I'll share my experience. We have a 25 year old cottage. Used only occasionally in the winter. So our cabin may not have the same heat / freeze cycles yours may have. We had vinyl flooring in the cabin from day one. The only issue we had was a poorly completed seam started to lift. A few years ago we installed a laminate floor and some tile. No issues whatsoever.

In my opinion, I would say vinyl will hold up just fine. It's a cabin after all.

How do you plan to heat the cabin? Personally, I would be more concerned about water in the plumbing.


----------



## Scuba_Dave

I have a friend whose family owns a beach cottage
Its empty from maybe early Dec until March, sometimes longer period
It's been in their family for decades
They have just linoleum down, no insulation under the floor
Its been that way as long as I have known him - over 15 years

Temps do not get down to -40, maybe -10 or so at the Max every few years


----------



## DangerMouse

float a cork floor on it for beauty and warmth.

DM


----------



## ptarmigan61

Thanks for all the tips. My grandparents place had battleship linoleum in it, and it seemed to fare OK. That was a long time ago, though, and I was pretty young - don't remember much.


----------



## just tile

Seagate flooring wood probably be best for the conditions. But still need to regulate temp. Above 32 degrees. Good luck.


----------



## rusty baker

Whatever you do, it will probably have to be a DIY project. No flooring installer will want the liability.


----------



## free2run88

*How is the flooring working out in your unheated cottage?*

Hi,
We are building a cottage in Alberta that will undergo similar extremes -- just wondering what kind of flooring you ended up using and how it is working out.
Thx.


----------



## ptarmigan61

Hi,
Used a Terraco laminate tile in the Master bedroom, painted floors so far in the others, Pine plank in the living room, and have posted a new question about Snapstone and related products recently because we were hoping to do that in the bathroom and kitchen area.


----------



## free2run88

*Flooring in unheated cabin*

Hi,
We ended up using a floating laminate made by Dupont with the underpad attached the laminate. The snapstone tiles sound interesting. If we ever upgrade the current floor we will keep that option in mind. This will be the floors first winter so we will see how it fares. Since then our basement flooded so maybe we'll check out the snapstone for that area. Always another job 
Laurel


----------



## dorkygrin

Same situation here, unheated seasonal cottage in NW Pennsylvania. How did your laminate fare during the unusually mild winter?


----------



## free2run88

*Flooring in unheated cabin*

Hi 

We were out in mid-Feb. and it looks 100%. Yeah!
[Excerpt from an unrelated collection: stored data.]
PR #2049, opened 2023-05-18
Solution

annholovko:


src/averageAges.js
```diff
@@ -15,11 +15,16 @@
...
-  // replace `if ()` statement with &&, || or ?:
-  // without nesting
+  const men = people.filter(person => person.sex === 'm');
+
+  const filteredMen = century
+    ? men.filter(man => Math.ceil(man.died / 100) === century)
+    : men;
+
+  const averageAge = filteredMen.reduce((sum, man) =>
+    sum + (man.died - man.born), 0) / filteredMen.length || 0;
```
33Orange, line 25: Create separate function `calculateAverageAge` and move this logic to this function.
Now you have the logic with reduce repeated in all 3 functions.
Make it so that the function takes an array of numbers and the length by which it needs to be divided

src/averageAges.js
```diff
@@ -37,7 +42,16 @@ function calculateMenAverageAge(people, century) {
...
 function calculateWomenAverageAge(people, withChildren) {
-  // write code here
+  const women = people.filter(person => person.sex === 'f');
+
+  const womenWithChildren = withChildren
+    ? women.filter(woman => people.some(person => woman.name === person.mother))
+    : women;
+
+  const averageAge = womenWithChildren.reduce((sum, woman) =>
+    sum + (woman.died - woman.born), 0) / womenWithChildren.length || 0;
```
33Orange, line 52: Create separate function `calculateAverageAge` and move this logic to this function.
Now you have the logic with reduce repeated in all 3 functions.
Make it so that the function takes an array of numbers and the length by which it needs to be divided

src/averageAges.js
```diff
@@ -55,7 +69,23 @@ function calculateWomenAverageAge(people, withChildren) {
...
+      : mother;
+  });
+
+  const totalAgeDiff = mothersWithChild.reduce((sum, person) => {
+    const mother = people.find(m => m.name === person.mother);
+
+    return sum + (person.born - mother.born);
+  }, 0);
+
+  const averageAgeDiff = totalAgeDiff / mothersWithChild.length || 0;
```
33Orange, line 86: Create separate function `calculateAverageAge` and move this logic to this function.
Now you have the logic with reduce repeated in all 3 functions.
Make it so that the function takes an array of numbers and the length by which it needs to be divided

33Orange (changes requested):
Good job.

A few moments:
- Create separate function for `calculateAverageAge`.
- Try filtering arrays in the `calculateMenAverageAge` and `calculateWomenAverageAge` functions using the 1st `filter` method.

For example: 
```
const men = people.filter(person => (
     person.sex === 'm' 
     && (century ?  Math.ceil(man.died / 100) === century : true)
));

```

33Orange (approved):
Well done ! 🔥

PR #2050, opened 2023-05-18
solution

kirilshorin:


src/averageAges.js
```diff
@@ -15,11 +15,24 @@
...
+
+function genderIs(person, sex) {
+  return person.sex === sex;
+}
+
+function fromCentury(person, century) {
+  return Math.ceil(person.died / 100) === century;
+}
+
+function avarageAge(people) {
```
naziamoff, line 33: - misspelling
- functions should usually start with a verb, so it was obvious that we're dealing with a function
```suggestion
function getAverageAge(people) {
```

src/averageAges.js
```diff
@@ -15,11 +15,24 @@
...
+  return avarageAge(men);
+}
+
+function genderIs(person, sex) {
+  return person.sex === sex;
+}
+
+function fromCentury(person, century) {
+  return Math.ceil(person.died / 100) === century;
+}
```
naziamoff, line 31: what does that function name mean?

src/averageAges.js
```diff
@@ -15,11 +15,24 @@
...
+  const men = people.filter(person => century
+    ? (genderIs(person, 'm') && fromCentury(person, century))
+    : (genderIs(person, 'm')));
+
+  return avarageAge(men);
+}
+
+function genderIs(person, sex) {
+  return person.sex === sex;
+}
```
naziamoff, line 27: I would say this one is redundant, it looks pretty good without this custom helper

naziamoff (changes requested):
not bad, I like this approach. However, there are major issues with the naming of your functions. Fix that and we're good

src/averageAges.js
```diff
@@ -15,11 +15,24 @@
...
+
+function getPersonCentury(person, century) {
+  return Math.ceil(person.died / 100) === century;
+}
+
+function getAvarageAge(people) {
```
dinaminahi, line 33:
```suggestion
function getAverageAge(people) {
```

dinaminahi (approved):

naziamoff (approved):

We ended up using a 'floating' laminate by Dupont. It was called 'Multi-slate' and is carried by Home Depot. *The foam backing is attached to the laminate* so you don't need to install a sheet of foam separate from your laminate -- plus we were able to lay it directly on top of a plywood floor without adding a sub-floor. (we did use a bit of leveling compound in rough areas). Installing the flooring was a joy -- it was a great click system -- much better than the click system we had with our cork flooring in our basement here at home. The Dupont was incredibly easy to install.

You asked how it help up over a our 'mild' winter. The inside temperature at cabin was still below freezing all winter -- with periods down to -20 degrees and lower. Yes -- it was mild compared to last year where we saw a number of -30 and colder periods. 

So - yes, we were pleased with the choice and wish you the best with your project.

Laurel


----------



## ptarmigan61

The Terraco has held up great with no issues. The Snapstone is going in this summer, so we shall see.


----------



## lulad72

*practical advice from Northern Ontario*

I have a 1920's lakeside cabin in Northern Ontario. We do not have heat in the winter nor A/C in the summer so the place experiences all sorts of weather and temp extremes.

The majority of the cabin has a stained wood floor and it's fine. We have had to replace some spongy boards near a front door that had suffered water damage at some point (it is close to 100 after all) but aside from that there is nothing special that needs doing. We have area rugs (wool persians, kilims and a pony hide) that we leave down all year, moving occasionally to sweep and mop. No problems yet.

The bathroom has a one piece vinyl floor that we are replacing this year with cork for esthetic purposes only. No problems with the vinyl flooring whatsoever.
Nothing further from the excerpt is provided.